[Collected data entries]
****
PR #473, opened 2017-05-08
Probe for CUDA devices

### LINKED ISSUE #472: CUDA support should not abort if device is not found or functional
Currently, `pocl_cuda_init` aborts if an issue if found during device initialization. This prevents any other OpenCL device (handled by either pocl or other platforms) from being used. The correct way of handling this should be to simply not expose the CUDA device in pocl if initialization failed.

Oblomov:
This fixes #472 and additionally introduces the possibility to use (or at least access) all available devices.

### DIFF
--- a/lib/CL/devices/cuda/pocl-cuda.c
+++ b/lib/CL/devices/cuda/pocl-cuda.c
@@ -111,19 +111,23 @@ pocl_cuda_init_device_ops (struct pocl_device_ops *ops)
   /* free_event_data */
 }
 
+/* The CUDA device to be initialized next. This is reset when probing,
+ * and incremented every time a device gets initialized.
+ * TODO this is a bit of a hack, which is also shared by HSA. It might
+ * be a good idea to consider extending the init() function to also
+ * get a progressive index, and use that instead */
+static int next_cuda_device = 0;
+
 void
 pocl_cuda_init (cl_device_id dev, const char *parameters)
 {
   CUresult result;
 
-  result = cuInit (0);
-  CUDA_CHECK (result, "cuInit");
-
   if (dev->data)
     return;
 
   pocl_cuda_device_data_t *data = malloc (sizeof (pocl_cuda_device_data_t));
-  result = cuDeviceGet (&data->device, 0);
+  result = cuDeviceGet (&data->device, next_cuda_device++);
   CUDA_CHECK (result, "cuDeviceGet");
 
   // Get specific device name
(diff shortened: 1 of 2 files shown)


pjaaskel:
@jrprice pls review

Oblomov:
Rebased on current master, and removed a spurious comment that crept in during my tests.

BTW, the first two commits are not really CUDA-specific, so you may want to cherry pick them regardless.

lib/CL/devices/cuda/pocl-cuda.c
```diff
@@ -111,19 +111,23 @@ pocl_cuda_init_device_ops (struct pocl_device_ops *ops)
   /* free_event_data */
 }
 
+/* The CUDA device to be initialized next. This is reset when probing,
+ * and incremented every time a device gets initialized.
+ * TODO this is a bit of a hack, which is also shared by HSA. It might
+ * be a good idea to consider extending the init() function to also
+ * get a progressive index, and use that instead */
+static int next_cuda_device = 0;
```
jrprice: Agree with the comment - this is bit hacky and it would be better if the index was passed to `init()`. I'm fine with this for now though if HSA also does this.

lib/CL/devices/cuda/pocl-cuda.c
```diff
@@ -246,15 +250,21 @@ pocl_cuda_init_device_infos (struct _cl_device_id *dev)
...
 pocl_cuda_probe (struct pocl_device_ops *ops)
 {
   int env_count = pocl_device_get_env_count (ops->device_name);
 
-  // TODO: Check how many CUDA device available (if any)
-
   if (env_count < 0)
-    return 1;
+    {
+      CUresult ret = cuInit(0);
```
jrprice: This needs to be before the conditional block, otherwise if we run with `POCL_DEVICES=CUDA` then `cuInit` is never called.

Also use GNU C style (space before `(`) - same for next 3 lines.

Oblomov:
> I notice that if we only have one device and run with `POCL_DEVICES="CUDA CUDA"` it will abort.

Arguably, erroring out is not a bad choice, since the user requested devices which are not available.

Other approaches possible:

* expose `min(requested, available)` CUDA devices;
* if there are less available devices than requested, propose the _same_ devices again (e.g. if there are two devices, and the user has `POCL_DEVICES="CUDA CUDA CUDA CUDA"`, then expose devices 0, 1, 0, 1).

jrprice:
The `pthread` backend does the latter (expose the CPU multiple times), but I think in this case erroring out is fine. It might be good to make the error more user-friendly though (and possible not abort?), currently we just get `CUDA_ERROR_INVALID_DEVICE: invalid device ordinal`.

Oblomov:
OK, pushed. Now we abort with a more sensible error message.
****
** DIRECTIONS **
From the first line of the entries above to the line with "### LINKED ISSUE", please return every line exactly, keeping both ends.

** WORKED SOLUTION **
PR #473, opened 2017-05-08
Probe for CUDA devices

### LINKED ISSUE #472: CUDA support should not abort if device is not found or functional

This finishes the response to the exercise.